En fait, ça ne m'étonnerait pas que tout cela soit mis en œuvre, à l'exception de la menace de couper les réseaux sociaux qui est la seule proposition qui ne vise pas les populations discriminées et qui servait juste de diversion.

… complétée le lendemain

Je peux développer un peu si tu veux.

Il m'a fallu du temps dans mon parcours de compréhension de la culture de l'inceste (en tant que grille de lecture, après celle du viol dont elle s'inspire et qu'elle étend, élargissant ainsi le tableau descriptif et surtout explicatif du continuum des violences de l'intime) pour bien appréhender cette notion de domination qui commence et se renouvelle en permanence dans l'intimité.

C'est à ma deuxième lecture de "L'inceste dans les règles du patriarcat", de Juliet Drouar, in La culture de l'inceste (collectif, au Seuil - sept 2022) que j'ai fini par en saisir le sens et la portée. Quelques extraits :

Cette mise en relation constante et asymétrique pour tout et n'importe quoi permet de pérenniser ces catégories. Devenir « un homme » ou devenir « une femme » […] est donc avant tout occuper une place de dominant ou de dominée au regard de l'autre groupe et dans les interactions répétées avec cet autre groupe. En effet, sans interactions répétées de domination (où l'un oblige l'autre), les personnes ne peuvent se constituer comme dominant et dominée, et en l'occurrence comme personnes « homme » et « femme ». Autrement dit, si à chaque fois que vous croisez quelqu'un vous faites une courbette, vous finissez par être courbée. (p.51)

Plus loin :

Ainsi, au sein de la communauté occidentale « famille », les positions de dominant·es-dominé·es en fonction de l'âge et du sexe sont structurelles. Les actes de domination, dont l'inceste, qui ont lieu en son sein sont donc non seulement prévisibles mais a priori nécessaires à la reconduction de ce type de communauté. Comme nous l'avons dit, il faut des relations et des actes de domination pour reproduire/constituer performativement ces positions de domination. (p.57)

Et aussi :

En effet, pour maintenir des positions de dominant·es-dominé·es, il s'agit de multiplier les interactions en domination. Les positions de domination ne s'affirmant pas ex nihilo mais en lien direct avec cet « autre » par une pluralité d'actes la signifiant. (p.65)

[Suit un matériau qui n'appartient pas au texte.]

PR #283, opened 2019-03-25
Add MultizoneManager

emontnemery:
Refactor MultizoneController
Add MultizoneManager which helps keep track of which casts are members of which groups
Add new Dial method go get Multizone information

### DIFF
--- a/pychromecast/controllers/multizone.py
+++ b/pychromecast/controllers/multizone.py
@@ -4,7 +4,7 @@ Controller to monitor audio group members.
 import logging
 
 from . import BaseController
-from .media import MediaController, MediaStatus
+from .media import MediaController
 from ..socket_client import (
     CONNECTION_STATUS_CONNECTED, CONNECTION_STATUS_DISCONNECTED,
     CONNECTION_STATUS_LOST)
--- a/pychromecast/controllers/multizone.py
+++ b/pychromecast/controllers/multizone.py
@@ -2,11 +2,11 @@
 Controller to monitor audio group members.
 """
 import logging
-from uuid import UUID  # pylint: disable=unused-import
+from uuid import UUID  # noqa: F401,E501 pylint: disable=unused-import
 import threading
 
 from . import BaseController
-from .media import MediaController, MediaStatus  # pylint: disable=unused-import
+from .media import MediaController, MediaStatus  # noqa: F401,E501 pylint: disable=unused-import
 from ..socket_client import (
     CONNECTION_STATUS_CONNECTED, CONNECTION_STATUS_DISCONNECTED,
     CONNECTION_STATUS_LOST)
@@ -118,7 +118,7 @@ class MultizoneManager:
         group = self._groups.pop(group_uuid, None)
         # Inform all group members that they are no longer members
         if group is not None:
-            group['listener']._mz.reset_members()  # pylint: disable=protected-access
+            group['listener']._mz.reset_members()  # noqa: E501 pylint: disable=protected-access
         with self._lock:
             for member in self._casts.values():
                 member['groups'].discard(group_uuid)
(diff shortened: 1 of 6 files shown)


pychromecast/controllers/multizone.py
```diff
@@ -2,27 +2,173 @@
 Controller to monitor audio group members.
 """
 import logging
+from uuid import UUID  # pylint: disable=unused-import
```
emontnemery: Why is flake and pylint complaining about this import?

pychromecast/controllers/multizone.py
```diff
@@ -2,27 +2,173 @@
 Controller to monitor audio group members.
 """
 import logging
+from uuid import UUID  # noqa: F401,E501 pylint: disable=unused-import
```
emontnemery: Why is flake and pylint complaining about this import?

balloob: Because you're not using it ?

pychromecast/controllers/multizone.py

C'est avec cette grille de lecture de reconduction de la domination par des actes répétés encore et encore que je prends le pari que toutes les mesures évoquées par notre président visant les populations discriminées seront mises en œuvre :

  • répression massive policière puis judiciaire déployée sur les territoires abandonnés par la République ;
  • discours de dépolitisation des révoltes de la jeunesse discriminée ;
  • répression des parents de classe défavorisée ;
  • volonté déclarée de remettre de l’autorité à l’école ;
  • d'autres à venir probablement.

(C'est aussi ainsi qu'il est possible de comprendre l'ensemble de ses mesures depuis son entrée en fonction, par la nécessité de reconduire les positions de domination en l'occurrence celles du Capital)

[1] v. les CR de l'avocat Rafik Chekkat à Marseille par exemple (on trouve des CR similaires à Nanterre) :
https://threadreaderapp.com/thread/1675864605703254016.html
https://threadreaderapp.com/thread/1676209401755992065.html

Message privé du dimanche 09 juillet

C'est étrange, hier à une soirée où j'étais convié, la révolte des banlieues a été évoquée à un moment via et chez vous y'a eu des dégâts ?, comme si on parlait d'un orage, d'une inondation ou d'un autre évènement constitutif d'un cas de force majeure.